Chair & Professor, Cancer Biology
Adjunct Faculty of
Department of Molecular & Integrative Physiology
University of Kansas Medical Center
Danny R. Welch, Ph.D. is a cancer biologist whose laboratory has discovered eight of the 30 known metastasis suppressor genes. His laboratory has also recently discovered how some of those metastasis suppressors function and is designing therapies to take advantage of their mechanisms of action. His is author of more than 200 peer-reviewed publications as well as more than 20 book chapters. He is also co-editor of the textbook Cancer Metastasis.
After receiving a B.S. degree in Biology from the University of California-Irvine and a Ph.D. in Biomedical Sciences at the University of Texas-Houston under the tutelage of Garth Nicolson, Dr. Welch worked in the pharmaceutical industry studying cancer biology and virology before joining Pennsylvania State University College of Medicine in 1990 as one of the original faculty in the Jake Gittlen Cancer Research Institute. While in Hershey, Dr. Welch served in numerous roles, including as a member of the ACS Pennsylvania Division Board of Directors and director of the National Foundation for Cancer Research Center for Metastasis Research. In 2002, Dr. Welch’s laboratory moved to the University of Alabama - Birmingham where he became the Leonard H Robinson Professor of Pathology. He also served as Professor of Cell Biology and Pharmacology/Toxicology as well as a senior member in the UAB Comprehensive Cancer Center, Center for Metabolic Bone Disease, Gene Therapy Center, Skin Diseases Research Center, Center for Biophysical Sciences and Engineering and the Biomedical Engineering and Regenerative Medicine Center.
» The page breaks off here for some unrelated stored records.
PR #870, opened 2023-09-29
gracefully handle multiple mimeTypes and default responses

Leptopoda:
Needed for #764

### DIFF
--- a/packages/dynamite/dynamite/lib/src/builder/resolve_mime_type.dart
+++ b/packages/dynamite/dynamite/lib/src/builder/resolve_mime_type.dart
@@ -15,7 +15,7 @@ TypeResult? resolveMimeTypeDecode(
 ) {
   if (response.content != null) {
     if (response.content!.length > 1) {
-      throw Exception('Can not work with multiple mime types right now');
+      print('Can not work with multiple mime types right now. Using the first supported.');
     }
 
     for (final content in response.content!.entries) {
@@ -35,10 +35,9 @@ TypeResult? resolveMimeTypeDecode(
         return TypeResultBase('String');
       } else if (mimeType == 'application/json') {
         return result;
-      } else {
-        throw Exception('Can not parse mime type "$mimeType"');
       }
     }
+    throw Exception('Can not parse any mime type of Operation: "$identifier"');
   }
   return null;
 }
@@ -52,7 +51,7 @@ Iterable<String> resolveMimeTypeEncode(
 ) sync* {
   if (operation.requestBody != null) {
     if (operation.requestBody!.content!.length > 1) {
-      throw Exception('Can not work with multiple mime types right now');
+      print('Can not work with multiple mime types right now. Using the first supported.');
     }
     for (final content in operation.requestBody!.content!.entries) {
       final mimeType = content.key;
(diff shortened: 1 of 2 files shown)


packages/dynamite/dynamite/lib/src/builder/resolve_mime_type.dart
```diff
@@ -15,7 +15,7 @@ TypeResult? resolveMimeTypeDecode(
 ) {
   if (response.content != null) {
     if (response.content!.length > 1) {
-      throw Exception('Can not work with multiple mime types right now');
+      print('Can not work with multiple mime types right now. Using the first supported.');
```
provokateurin, line 18: This will break since afterwards it just iterates over all entries. You need to change the entries to be just the first one.

packages/dynamite/dynamite/lib/src/builder/resolve_mime_type.dart
```diff
@@ -52,7 +51,7 @@ Iterable<String> resolveMimeTypeEncode(
 ) sync* {
   if (operation.requestBody != null) {
     if (operation.requestBody!.content!.length > 1) {
-      throw Exception('Can not work with multiple mime types right now');
+      print('Can not work with multiple mime types right now. Using the first supported.');
```
provokateurin, line 54: Same as above

packages/dynamite/dynamite/lib/src/builder/resolve_mime_type.dart
```diff
@@ -35,10 +35,9 @@ TypeResult? resolveMimeTypeDecode(
         return TypeResultBase('String');
       } else if (mimeType == 'application/json') {
         return result;
-      } else {
-        throw Exception('Can not parse mime type "$mimeType"');
       }
     }
+    throw Exception('Can not parse any mime type of Operation:"$identifier"');
```
provokateurin, line 40:
```suggestion
    throw Exception('Can not parse any mime type of Operation: "$identifier"');
```

packages/dynamite/dynamite/lib/src/builder/resolve_mime_type.dart
```diff
@@ -121,9 +120,9 @@ Iterable<String> resolveMimeTypeEncode(
             yield '}';
           }
           return;
-        default:
-          throw Exception('Can not parse mime type "$mimeType"');
       }
     }
+
+    throw Exception('Can not parse any mime type of Operation:"$identifier"');
```
provokateurin, line 126:
```suggestion
    throw Exception('Can not parse any mime type of Operation: "$identifier"');
```

provokateurin (changes requested):

packages/dynamite/dynamite/lib/src/builder/resolve_mime_type.dart
Leptopoda: Why?

I'll return the first supported entry. If the first one is unsupported (like xml) the for loop will just continue to the next entry.
If no entry is returned from within the loop the loop will finish and the exception below will be thrown,

provokateurin: Ahh I see, I just wasn't aware of the whole control flow. I forgot this now uses early returns and is no longer part of the monster functions :sweat_smile:. So both are actually handled correctly.

provokateurin (approved):

PR #877, opened 2023-09-29
Move app support check to app implementations

provokateurin:
Extracted from https://github.com/nextcloud/neon/pull/869 with the review feedback included.
Needed for https://github.com/nextcloud/neon/issues/808


packages/neon/neon/lib/src/models/app_implementation.dart
```diff
@@ -33,6 +36,18 @@ abstract class AppImplementation<T extends Bloc, R extends NextcloudAppOptions>
...
   R get options;
 
+  /// Checks if the app is supported on the server of the [account].
+  ///
+  /// A `supported` value of `null` means that it can not be known if the app is supported.
+  /// This is the case for apps that depend on the server version like files and we assume that the app is supported.
+  /// The server support is handled differently.
+  ///
+  /// The first value of the record is the supported status and the second value is the supported minimum version.
+  FutureOr<(bool? supported, String? minimumVersion)> isSupported(
```
Leptopoda, line 46: In #869 you had this nullable wich i think was cleaner.
Especially as many plugins won't need this check.

```suggestion
  FutureOr<(bool? supported, String? minimumVersion)>? isSupported(
```

provokateurin: It's more annoying to destructure though, that's why I went with non-nullable.
The problem is you first need to check if the result is null and then convert the record into two variables.

provokateurin: And returning `(null, null)` instead of just `null` isn't much more effort imo.

Leptopoda: Ah I remember. That's just badly made from dart.

In that case please make the records constant `const (null, null)`.

PR #883, opened 2023-09-30
fix(neon_files): Fix files navigator

provokateurin:


Leptopoda (approved):
Code looks good.

Why exactly is the commit marked as a `fix`?

provokateurin:
The button with the directory name was cut off due to the height constraint

PR #899, opened 2023-10-01
Fix request manager

provokateurin:


Leptopoda (commented):
1. why check the runtime type and not `T` directly like `T iIs Never`?
2. why not add this assertion to the constructors so we can also get compile time warnings for the `const Result.loading()` usecase.

provokateurin:
With the assertion in the constructor the constructors can't be const anymore because `Never` is no const, but I think that trade-off is probably worth it. What do you think?

provokateurin:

In 2011, he founded a new Department of Cancer Biology at the University of Kansas Cancer Center, was named Hall Family Foundation Endowed Chair in Molecular Medicine, Kansas Bioscience Authority Eminent Scholar and Associate Director for Basic Sciences & Education at the NCI-designated University of Kansas Cancer Center. Welch is currently Professor of Cancer Biology but also holds appointments as Professor of Pathology & Laboratory Medicine and Professor of Molecular & Integrative Physiology.
Welch is a Komen Scholar and Past-President of the Cancer Biology Training Consortium. He serves on numerous grant review panels for the NIH, DOD, ACS, Komen, European Union as well as other international agencies. Dr. Welch has served as Editor-in-Chief for Clinical and Experimental Metastasis and is currently Deputy Editor at Cancer Research as well as an Associate Editor for numerous other editorial boards. He is also the recipient of numerous mentoring and teaching awards.
Research Overview: The most lethal attribute of cancer cells is their ability to disseminate and colonize other tissues. More than 90% of the morbidity and mortality in cancer is due to metastasis. The Welch lab has cloned eight metastasis suppressing genes (including two new ones in pancreatic ductal adenocarcinoma), whose function is lost in advanced cancers. Several of these molecules prevent outgrowth of tumor cells that have disseminated prior to primary tumor detection. Dr. Welch and colleagues seek to exploit these genes to develop new classes of anti-metastatic therapy. Most recently, Welch and colleagues have uncovered evidence that the mitochondrial genome plays an unexpectedly large role in regulating breast cancer tumorigenicity and metastasis (as well as cardiovascular disease).